Problem details:
Restate word for word the entries below, starting with the line with "It could merged" and continuing through the line with "Some notes I". Include both of those lines and no others.

(Beginning of Records to use)

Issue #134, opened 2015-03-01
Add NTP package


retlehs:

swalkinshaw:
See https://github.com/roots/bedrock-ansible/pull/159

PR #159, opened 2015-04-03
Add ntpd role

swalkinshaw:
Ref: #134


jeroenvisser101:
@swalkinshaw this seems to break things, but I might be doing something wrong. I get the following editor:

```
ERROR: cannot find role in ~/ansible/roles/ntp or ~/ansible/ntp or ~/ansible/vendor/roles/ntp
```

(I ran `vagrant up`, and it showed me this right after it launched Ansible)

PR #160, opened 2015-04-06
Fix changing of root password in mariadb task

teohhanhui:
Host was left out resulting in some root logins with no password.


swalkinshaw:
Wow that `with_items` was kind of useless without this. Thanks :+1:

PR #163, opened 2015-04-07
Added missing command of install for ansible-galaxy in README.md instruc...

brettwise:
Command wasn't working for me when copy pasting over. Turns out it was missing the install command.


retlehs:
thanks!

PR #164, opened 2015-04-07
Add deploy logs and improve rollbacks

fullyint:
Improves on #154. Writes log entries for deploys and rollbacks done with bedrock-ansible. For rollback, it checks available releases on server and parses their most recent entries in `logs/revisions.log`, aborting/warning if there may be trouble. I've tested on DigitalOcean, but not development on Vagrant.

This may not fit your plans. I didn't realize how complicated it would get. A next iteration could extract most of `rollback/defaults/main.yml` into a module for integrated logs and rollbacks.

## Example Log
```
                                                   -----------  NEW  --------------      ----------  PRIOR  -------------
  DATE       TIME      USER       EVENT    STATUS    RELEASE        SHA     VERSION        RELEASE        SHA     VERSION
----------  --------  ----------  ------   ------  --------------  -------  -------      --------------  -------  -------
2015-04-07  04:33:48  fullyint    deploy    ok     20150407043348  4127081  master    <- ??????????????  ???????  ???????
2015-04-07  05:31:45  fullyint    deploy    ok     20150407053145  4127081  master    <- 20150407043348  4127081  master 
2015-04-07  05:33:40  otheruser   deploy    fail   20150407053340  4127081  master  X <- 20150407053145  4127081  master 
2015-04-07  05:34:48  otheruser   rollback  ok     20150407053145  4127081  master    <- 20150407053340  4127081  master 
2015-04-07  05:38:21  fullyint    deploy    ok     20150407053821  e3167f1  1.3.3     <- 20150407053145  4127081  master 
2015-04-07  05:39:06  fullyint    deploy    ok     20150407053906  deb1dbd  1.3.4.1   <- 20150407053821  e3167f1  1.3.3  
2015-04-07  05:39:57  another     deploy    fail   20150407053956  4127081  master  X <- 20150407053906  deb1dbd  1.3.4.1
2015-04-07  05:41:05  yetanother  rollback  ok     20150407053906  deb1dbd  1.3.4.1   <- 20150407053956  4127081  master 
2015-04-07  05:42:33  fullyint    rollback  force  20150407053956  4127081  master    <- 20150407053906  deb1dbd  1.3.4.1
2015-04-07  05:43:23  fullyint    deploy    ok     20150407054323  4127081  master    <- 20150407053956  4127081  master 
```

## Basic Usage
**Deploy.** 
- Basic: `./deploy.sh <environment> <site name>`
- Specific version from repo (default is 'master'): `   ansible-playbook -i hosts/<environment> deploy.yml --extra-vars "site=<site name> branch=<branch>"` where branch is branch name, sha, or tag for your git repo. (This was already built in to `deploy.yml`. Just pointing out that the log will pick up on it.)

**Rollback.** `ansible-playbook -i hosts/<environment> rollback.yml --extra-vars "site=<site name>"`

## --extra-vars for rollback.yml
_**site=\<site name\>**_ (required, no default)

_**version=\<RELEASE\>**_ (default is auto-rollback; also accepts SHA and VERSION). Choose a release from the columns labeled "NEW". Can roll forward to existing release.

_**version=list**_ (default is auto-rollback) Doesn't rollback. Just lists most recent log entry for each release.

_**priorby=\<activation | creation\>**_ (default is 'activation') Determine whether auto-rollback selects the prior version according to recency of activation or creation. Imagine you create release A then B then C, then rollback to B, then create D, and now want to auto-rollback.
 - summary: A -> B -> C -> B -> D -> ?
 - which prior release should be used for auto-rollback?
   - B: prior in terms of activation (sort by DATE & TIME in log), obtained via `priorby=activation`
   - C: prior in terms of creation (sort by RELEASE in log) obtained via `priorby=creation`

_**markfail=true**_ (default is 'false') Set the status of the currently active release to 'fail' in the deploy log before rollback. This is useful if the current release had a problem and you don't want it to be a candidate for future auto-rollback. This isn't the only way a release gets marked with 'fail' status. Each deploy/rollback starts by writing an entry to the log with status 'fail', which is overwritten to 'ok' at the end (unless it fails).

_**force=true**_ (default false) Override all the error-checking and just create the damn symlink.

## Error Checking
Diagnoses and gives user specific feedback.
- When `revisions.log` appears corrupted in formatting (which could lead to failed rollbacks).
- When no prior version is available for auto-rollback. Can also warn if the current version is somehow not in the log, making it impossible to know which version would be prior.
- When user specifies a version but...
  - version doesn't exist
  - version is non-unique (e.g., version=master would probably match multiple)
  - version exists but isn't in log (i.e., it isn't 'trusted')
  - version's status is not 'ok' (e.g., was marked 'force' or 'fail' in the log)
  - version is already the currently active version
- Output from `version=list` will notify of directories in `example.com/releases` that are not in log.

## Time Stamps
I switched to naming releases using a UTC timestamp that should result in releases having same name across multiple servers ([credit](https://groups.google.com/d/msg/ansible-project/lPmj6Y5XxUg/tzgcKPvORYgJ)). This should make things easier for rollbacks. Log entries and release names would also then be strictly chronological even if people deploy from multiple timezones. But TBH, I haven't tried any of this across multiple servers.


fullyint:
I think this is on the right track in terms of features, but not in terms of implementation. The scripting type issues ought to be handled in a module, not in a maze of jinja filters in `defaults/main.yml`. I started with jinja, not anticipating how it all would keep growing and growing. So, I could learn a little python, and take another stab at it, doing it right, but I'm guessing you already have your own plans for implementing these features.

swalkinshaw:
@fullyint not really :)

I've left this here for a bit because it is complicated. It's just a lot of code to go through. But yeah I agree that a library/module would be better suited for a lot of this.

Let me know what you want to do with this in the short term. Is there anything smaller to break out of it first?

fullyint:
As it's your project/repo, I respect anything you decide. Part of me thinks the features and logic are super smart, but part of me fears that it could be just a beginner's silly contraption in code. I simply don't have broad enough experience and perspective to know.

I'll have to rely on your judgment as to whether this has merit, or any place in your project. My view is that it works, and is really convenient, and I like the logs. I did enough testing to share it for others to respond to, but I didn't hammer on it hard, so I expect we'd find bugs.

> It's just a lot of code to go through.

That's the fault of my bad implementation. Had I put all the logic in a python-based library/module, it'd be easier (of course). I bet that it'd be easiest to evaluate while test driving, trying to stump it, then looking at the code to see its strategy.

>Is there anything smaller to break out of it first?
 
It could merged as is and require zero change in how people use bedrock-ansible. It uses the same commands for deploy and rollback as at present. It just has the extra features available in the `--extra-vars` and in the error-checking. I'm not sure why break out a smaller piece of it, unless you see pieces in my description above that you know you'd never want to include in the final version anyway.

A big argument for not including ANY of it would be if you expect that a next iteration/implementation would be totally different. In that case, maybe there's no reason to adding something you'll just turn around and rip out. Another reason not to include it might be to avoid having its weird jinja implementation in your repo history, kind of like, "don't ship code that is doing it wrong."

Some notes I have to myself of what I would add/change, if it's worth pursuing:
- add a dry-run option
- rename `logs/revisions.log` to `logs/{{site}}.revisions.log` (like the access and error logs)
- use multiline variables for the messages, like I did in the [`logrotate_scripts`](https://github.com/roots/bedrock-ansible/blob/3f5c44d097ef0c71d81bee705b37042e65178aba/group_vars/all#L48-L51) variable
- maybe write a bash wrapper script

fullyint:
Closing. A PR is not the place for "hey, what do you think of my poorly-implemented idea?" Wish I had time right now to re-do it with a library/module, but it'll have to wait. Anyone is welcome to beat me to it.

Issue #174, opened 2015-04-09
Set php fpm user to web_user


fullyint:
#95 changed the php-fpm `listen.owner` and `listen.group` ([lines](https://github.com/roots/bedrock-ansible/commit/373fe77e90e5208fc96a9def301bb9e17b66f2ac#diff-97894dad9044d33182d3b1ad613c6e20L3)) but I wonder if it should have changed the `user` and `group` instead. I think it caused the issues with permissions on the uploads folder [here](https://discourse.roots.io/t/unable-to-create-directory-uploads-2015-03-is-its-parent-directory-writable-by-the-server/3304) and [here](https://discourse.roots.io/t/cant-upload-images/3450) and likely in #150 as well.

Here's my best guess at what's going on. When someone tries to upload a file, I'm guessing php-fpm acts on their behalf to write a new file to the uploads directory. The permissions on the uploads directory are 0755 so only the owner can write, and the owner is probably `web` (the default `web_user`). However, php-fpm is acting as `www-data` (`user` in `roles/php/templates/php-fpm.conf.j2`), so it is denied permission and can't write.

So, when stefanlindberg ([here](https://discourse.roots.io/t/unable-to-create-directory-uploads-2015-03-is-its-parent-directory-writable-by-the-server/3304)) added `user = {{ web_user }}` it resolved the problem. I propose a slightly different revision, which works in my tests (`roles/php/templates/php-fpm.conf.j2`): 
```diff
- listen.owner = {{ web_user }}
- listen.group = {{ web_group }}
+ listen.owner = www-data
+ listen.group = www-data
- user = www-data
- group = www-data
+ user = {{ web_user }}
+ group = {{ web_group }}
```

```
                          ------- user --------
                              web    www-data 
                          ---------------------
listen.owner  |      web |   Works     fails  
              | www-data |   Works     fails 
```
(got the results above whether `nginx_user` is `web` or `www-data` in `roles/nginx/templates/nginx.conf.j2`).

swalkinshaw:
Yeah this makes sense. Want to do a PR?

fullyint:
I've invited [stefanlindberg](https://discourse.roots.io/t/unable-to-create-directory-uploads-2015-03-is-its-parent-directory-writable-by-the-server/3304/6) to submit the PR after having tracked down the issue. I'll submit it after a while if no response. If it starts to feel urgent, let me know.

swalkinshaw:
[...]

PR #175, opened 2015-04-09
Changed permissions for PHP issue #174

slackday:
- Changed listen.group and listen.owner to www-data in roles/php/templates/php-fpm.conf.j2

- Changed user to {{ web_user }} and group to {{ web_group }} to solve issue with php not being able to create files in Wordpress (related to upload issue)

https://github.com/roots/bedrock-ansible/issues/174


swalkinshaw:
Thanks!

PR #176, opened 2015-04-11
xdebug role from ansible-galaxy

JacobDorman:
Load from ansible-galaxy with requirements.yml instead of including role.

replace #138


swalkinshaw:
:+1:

(End of Records to use)

Worked solution:
It could merged as is and require zero change in how people use bedrock-ansible. It uses the same commands for deploy and rollback as at present. It just has the extra features available in the `--extra-vars` and in the error-checking. I'm not sure why break out a smaller piece of it, unless you see pieces in my description above that you know you'd never want to include in the final version anyway.

A big argument for not including ANY of it would be if you expect that a next iteration/implementation would be totally different. In that case, maybe there's no reason to adding something you'll just turn around and rip out. Another reason not to include it might be to avoid having its weird jinja implementation in your repo history, kind of like, "don't ship code that is doing it wrong."

Some notes I have to myself of what I would add/change, if it's worth pursuing:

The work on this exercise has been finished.